• AIM OF THE EXERCISE
Could you transcribe every record below exactly as it stands?

• MATERIALS PROVIDED
PR #40803, opened 2022-02-04
[9.x] Return status code on `view:cache` error

JayBizzle:
Hi,

We have run into a few situations where deployments have completed successfully, even though one of the `artisan` commands has failed.

I don't know if there is a reason these commands don't already return a status (`artisan:up` and `down` already return status codes), hence I am submitting this PR as a `draft` just to get feedback on why this may be the case.

I have only edited the `view:cache` command at the moment, but other artisan commands that potentially should return a status code are...

- config:cache
- config:clear
- event:cache
- event:clear
- optimize:cache
- optimize:clear
- route:cache
- route:clear
- view:cache
- view:clear

Looking forward to hearing your thoughts 👍

### DIFF
--- a/src/Illuminate/Foundation/Console/ViewCacheCommand.php
+++ b/src/Illuminate/Foundation/Console/ViewCacheCommand.php
@@ -2,6 +2,7 @@
 
 namespace Illuminate\Foundation\Console;
 
+use Exception;
 use Illuminate\Console\Command;
 use Illuminate\Support\Collection;
 use Symfony\Component\Finder\Finder;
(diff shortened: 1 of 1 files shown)


driesvints:
@JayBizzle seems like tests are failing here. Please also remember that draft PR's aren't reviewed.

JayBizzle:
Im pretty sure that failing test is not to do with this PR 😕 

How should I proceed to get feedback, complete all the work I deem required, then remove the draft status?

I was cautious about submitting this PR as it seems (to me) an obvious addition, so much so, it leads me to believe there would be some reason it hasn't been implemented in the past 🤔

axlon:
@JayBizzle shouldn't any artisan command already return a faulty status code when it throws an exception that is not caught? 

I tested this on a fresh Laravel 8 application (by making sure it couldn't write to the view cache directory) and it returned unsuccessfully as expected.

The code responsible for this is found here:
https://github.com/laravel/framework/blob/c7f4c23e17013b9c6f86a8fd1d37a590e2ad29b4/src/Illuminate/Foundation/Console/Kernel.php#L124-L137

JayBizzle:
@axlon thank for that info. I'll have to do more testing. Our deployment script didn't fail after an unsuccessful view:cache call. Will have to do more digging 👍🏻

• RESULT OF THE EXERCISE
PR #40803, opened 2022-02-04
[9.x] Return status code on `view:cache` error

JayBizzle:
Hi,

We have run into a few situations where deployments have completed successfully, even though one of the `artisan` commands has failed.

I don't know if there is a reason these commands don't already return a status (`artisan:up` and `down` already return status codes), hence I am submitting this PR as a `draft` just to get feedback on why this may be the case.

I have only edited the `view:cache` command at the moment, but other artisan commands that potentially should return a status code are...

- config:cache
- config:clear
- event:cache
- event:clear
- optimize:cache
- optimize:clear
- route:cache
- route:clear
- view:cache
- view:clear

Looking forward to hearing your thoughts 👍

### DIFF
--- a/src/Illuminate/Foundation/Console/ViewCacheCommand.php
+++ b/src/Illuminate/Foundation/Console/ViewCacheCommand.php
@@ -2,6 +2,7 @@
 
 namespace Illuminate\Foundation\Console;
 
+use Exception;
 use Illuminate\Console\Command;
 use Illuminate\Support\Collection;
 use Symfony\Component\Finder\Finder;
(diff shortened: 1 of 1 files shown)


driesvints:
@JayBizzle seems like tests are failing here. Please also remember that draft PR's aren't reviewed.

JayBizzle:
Im pretty sure that failing test is not to do with this PR 😕 

How should I proceed to get feedback, complete all the work I deem required, then remove the draft status?

I was cautious about submitting this PR as it seems (to me) an obvious addition, so much so, it leads me to believe there would be some reason it hasn't been implemented in the past 🤔

axlon:
@JayBizzle shouldn't any artisan command already return a faulty status code when it throws an exception that is not caught? 

I tested this on a fresh Laravel 8 application (by making sure it couldn't write to the view cache directory) and it returned unsuccessfully as expected.

The code responsible for this is found here:
https://github.com/laravel/framework/blob/c7f4c23e17013b9c6f86a8fd1d37a590e2ad29b4/src/Illuminate/Foundation/Console/Kernel.php#L124-L137

JayBizzle:
@axlon thank for that info. I'll have to do more testing. Our deployment script didn't fail after an unsuccessful view:cache call. Will have to do more digging 👍🏻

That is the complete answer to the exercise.